Exit polls will be broadcast when polls close at 10 p.m., which will give an indication of the results. But unofficial results will only be available on Wednesday, and official results only on September 25.
Unlike in the April election, President Reuven Rivlin is expected to begin consultations with the factions that cross the threshold only when the results are official. He is expected to limit whoever he tasks with forming a government to four weeks, without the 14-day extension traditionally granted.
Sources in Likud said Monday that if the Likud and its political allies in Yamina, Shas and United Torah Judaism fail to obtain a 61-seat majority on Tuesday, efforts would begin immediately to unseat the prime minister as head of the party. The sources said those efforts would intensify if Rivlin tasks Gantz with forming a coalition government.
Netanyahu said in interviews on Monday that Likud and its allies did not have 61 seats in the latest private polls taken for his party. He said that majority would not be obtained unless turnout was higher than in April in traditional Likud strongholds.
Both Netanyahu and Gantz visited the Western Wall and reached out to voters on social media on Monday. Likud petitioned the Central Elections Committee and blocked Gantz from holding a rally with media at his childhood home of Kfar Ahim in the northern Negev.
Gantz warned against the potential for violence in polling stations, and called on Netanyahu to accept the results if he is defeated. In an interview with the Knesset Channel, Gantz promised to learn from what he admitted was a mistake in the April election and not declare victory after the exit polls, even if they are positive.
Gantz announced on Monday that if he forms the government, former IDF chief of staff MK Gabi Ashkenazi will be defense minister.

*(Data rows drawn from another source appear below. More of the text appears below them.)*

PR #44, opened 2026-06-22
fix(subtitles): honor codec aliases in playback decisions

Bobbls:
Some subtitle capability checks were still treating common codec aliases as different formats.

  In practice that meant profiles advertising support for formats like pgs could still fail against probe data using codec
  names like hdmv_pgs_subtitle. The profile layer could accept the subtitle family, while playbackinfo still added
  SubtitleCodecNotSupported for the selected stream.

  This makes subtitle alias handling consistent across the playback decision path.

  - normalize subtitle codec matching in device_profile.rs
  - use the same alias-aware matching in the image-subtitle support check in api/playback.rs
  - add focused coverage for the selected-subtitle playbackinfo case

  Before this change, a focused repro with a selected hdmv_pgs_subtitle stream and a profile advertising pgs support still
  failed with SubtitleCodecNotSupported.

  After this change, the same repro passes and the subtitle stream is delivered through the expected external SUP path instead
  of being rejected as unsupported.

 Copilot loves tests, so tests included.
  AI was definitely used.

### DIFF
--- a/crates/remux-server/src/api/playback.rs
+++ b/crates/remux-server/src/api/playback.rs
@@ -35,7 +35,7 @@ use crate::{
 
 use crate::{
     IntoApiError, OptionExt, ResultExt,
-    device_profile::DeviceProfileExt,
+    device_profile::{DeviceProfileExt, subtitle_codec_matches_profile},
     sdks,
     services::MediaResolveService,
     torrent,
@@ -438,7 +438,7 @@ async fn items_playbackinfo_inner(
                                         s.codec
                                             .as_deref()
                                             .map_or(false, |c| {
-                                                f.eq_ignore_ascii_case(c)
+                                                subtitle_codec_matches_profile(c, f)
                                             })
                                     })
                             })
@@ -732,7 +732,7 @@ async fn items_playbackinfo_inner(
                                 p.format
                                     .as_deref()
                             })
-                            .any(|f| f.eq_ignore_ascii_case(fmt))
+                            .any(|f| subtitle_codec_matches_profile(fmt, f))
                     })
                     .unwrap_or(false)
             };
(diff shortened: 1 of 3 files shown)


crates/remux-server/src/api/playback.rs
```diff
@@ -2152,6 +2132,109 @@ mod tests {
...
+        let (server, guard, token) = authenticated_server().await;
+        let auth = auth_header_with_token(&token);
+        let now = chrono::Utc::now().naive_utc();
+
+        let mut media = crate::db::Media {
+            title: "PGS Alias Test".to_string(),
+            kind: crate::db::MediaKind::Stream,
+            stream_info: Some(crate::stream::StreamInfo {
+                descriptor: crate::stream::StreamDescriptor::http(
+                    "https://test-videos.co.uk/vids/bigbuckbunny/mp4/h264/1080/Big_Buck_Bunny_1080_10s_5MB.mp4"
```
lostb1t: rather not rely on external network calls. Mock these.

crates/remux-server/src/device_profile.rs
```diff
@@ -12,6 +12,33 @@ pub trait DeviceProfileExt {
     fn check_direct_play(&self, media_source: &MediaSourceInfo) -> TranscodeReasons;
 }
 
+pub(crate) fn subtitle_codec_matches_profile(
```
lostb1t, line 41: when working directly with data strings i prefer to use enums where possible. This could be repkaced with an enum and strum
aliases.

example

```rust

#[derive(Debug, Clone, PartialEq, Eq, strum_macros::EnumString, strum_macros::Display)]
#[strum(ascii_case_insensitive)]
pub(crate) enum SubtitleCodec {
    #[strum(serialize = "pgs", serialize = "pgssub", serialize = "hdmv_pgs_subtitle", serialize = "sup")]
    Pgs,
    #[strum(serialize = "subrip", serialize = "srt")]
    Srt,
    #[strum(serialize = "dvd_subtitle", serialize = "dvdsub")]
    DvdSub,
    #[strum(serialize = "dvb_subtitle", serialize = "dvbsub")]
    DvbSub,
    #[strum(serialize = "ass", serialize = "ssa")]
    Ass,
    #[strum(serialize = "webvtt", serialize = "vtt")]
    WebVtt,
    #[strum(serialize = "mov_text", serialize = "tx3g")]
    MovText,
}

pub(crate) fn subtitle_codec_matches_profile(codec: &str, profile_format: &str) -> bool {
    match (
        codec.trim().parse::<SubtitleCodec>(),
        profile_format.trim().parse::<SubtitleCodec>(),
    ) {
        (Ok(a), Ok(b)) => a == b,
        _ => codec.trim().eq_ignore_ascii_case(profile_format.trim()),
    }
}

```

lostb1t (changes requested):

“There are two domains which are of significant importance in the State or Israel: security and education,” Gantz said. “With that, I have decided to appoint Gabi Ashkenazi, a former IDF Chief of Staff and Golani soldier who rehabilitated the IDF following the Lebanon War, for the position of defense minister. Gabi knows how to restore deterrence and a sense of security to Israeli citizens in the South, in the Gaza envelope, in the North and throughout the country.”
Gantz said another former IDF chief of staff, MK Moshe Ya’alon, who served as defense minister under prime minister Benjamin Netanyahu, would become education minister.

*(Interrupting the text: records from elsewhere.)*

PR #64, opened 2026-06-27
fix: import local TV when source advertises an Episode catalog

jackgdll:
local addon with a content type of  "TV Episodes" scans cleanly (`scan complete … upserted=N`, no errors) and `opendal_files` fills with correct `imdb_id`, `season`, and `episode` rows. 
but the series library stays `0-0 of 0`, `media` table gets no `series`/`season`/`episode` rows. 

the movies `opendal-local` addon works fine.

this is because `catalogs_for_kinds` pre-filters addons with `supports_type`, but the per-catalog post-filter used a raw `kinds.contains()`. A local `"episode"` source advertises a `MediaKind::Episode` catalog, so it was dropped when `RefreshLibraryTask` requested `LIBRARY_KINDS` (Movie, Series, ...), silently skipping the entire local TV library. 

fixed by using `kind_in_type_list` in the post-filter so it matches the pre-filter. 

tested with my media library and local tv shows now show up and are playable.

I used Claude to debug this and find a fix. It wrote the code and tests since I'm not proficient in Rust but I reviewed the logic and it seems sound and cleaned it up to try to match your coding style.

### DIFF
--- a/crates/remux-server/src/addons/mod.rs
+++ b/crates/remux-server/src/addons/mod.rs
@@ -1220,7 +1220,7 @@ impl AddonService {
                     .filter(|c| {
                         c.media_kind
                             .as_ref()
-                            .is_some_and(|mk| kinds.contains(mk))
+                            .is_some_and(|mk| kind_in_type_list(mk, kinds))
                     })
                     .collect(),
                 Err(e) => {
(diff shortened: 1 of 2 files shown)


jackgdll:
@lostb1t oops I had this fix ready locally since yesterday but it looks like you beat me to it with #61  
I forgot to check new PRs before submitting this one, sorry. I can close this one if you want

PR #72, opened 2026-06-29
fix: recompute Season/Episode stable UUID after meta enrichment

jackgdll:
**Issue**
-  `skipping media item with invalid UUID ... UUID mismatch` errors logged after library refresh 
- seasons/episodes mentioned in the errors never land in the DB, whole seasons of specials vanish.
- skipped item's `id` encodes a season one higher than the stored `parent_idx` (same IMDB anchor, episode number unchanged)

**Cause**
- `AddonRuntime::refresh_meta` re-derives the canonical UUID for `Movie`/`Series` only, not for `Season`/`Episode`.
- The recompute block's comment says: "Catalog stubs arrive with a TMDB-keyed UUID; validate() expects the canonical one", it just was never extended to seasons/episodes.

**Fix**
- `addons/mod.rs`: extend the UUID recompute to `Movie | Series | Season | Episode`, deriving the key via `media.media_id_raw()`, guarded on `canonical().is_some()`.
- `db/media.rs`: regression tests for episode and series ids

> I used Claude to debug and fix this then manually reviewed it and wrote the PR description myself

### DIFF
--- a/crates/remux-server/src/addons/mod.rs
+++ b/crates/remux-server/src/addons/mod.rs
@@ -1416,22 +1416,22 @@ impl AddonService {
             }
         }
 
-        // Recompute stable UUID for Movie/Series once the canonical external ID
+        // Recompute stable UUID for Movie/Series/Season/Episode once the canonical external ID
         // (IMDB or custom stremio) is resolved by meta enrichment. Catalog stubs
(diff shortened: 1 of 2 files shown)


jackgdll:
i'm not sure whether `Person` should also be supported here or not?

lostb1t:
people are handled in a different location so this looks good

“Former chief of staff and defense minister Moshe Ya’alon, a man of unimpeachable moral character and someone who knows how to bring together the factions of Israeli society, I appoint to the position of education minister to repair the rifts in Israeli society,” Gantz said. “Now you just have to decide – an extreme, immunity government or a secular, unity government.”
The foreign minister post has been reserved for Blue and White co-leader Yair Lapid, while the most senior woman in Blue and White, MK Miki Haimovich, would be environmental protection minister. MK Meir Cohen would be Knesset Speaker.
“Who would you prefer to face Hamas, former IDF chief of staff Gabi Ashkenazi or the man who gives [Hamas] suitcases full of dollars?” Lapid tweeted, in a reference to Netanyahu. “Who would you prefer as education minister: [Yamina candidate Bezalel] Smotrich and his racism, or an honest man of values like Bogie Ya’alon?”
Netanyahu mocked the announcement, saying that if Gantz has already started allocating portfolios, “What positions did he promise [Joint List leaders] Ayman Odeh and Ahmad Tibi?”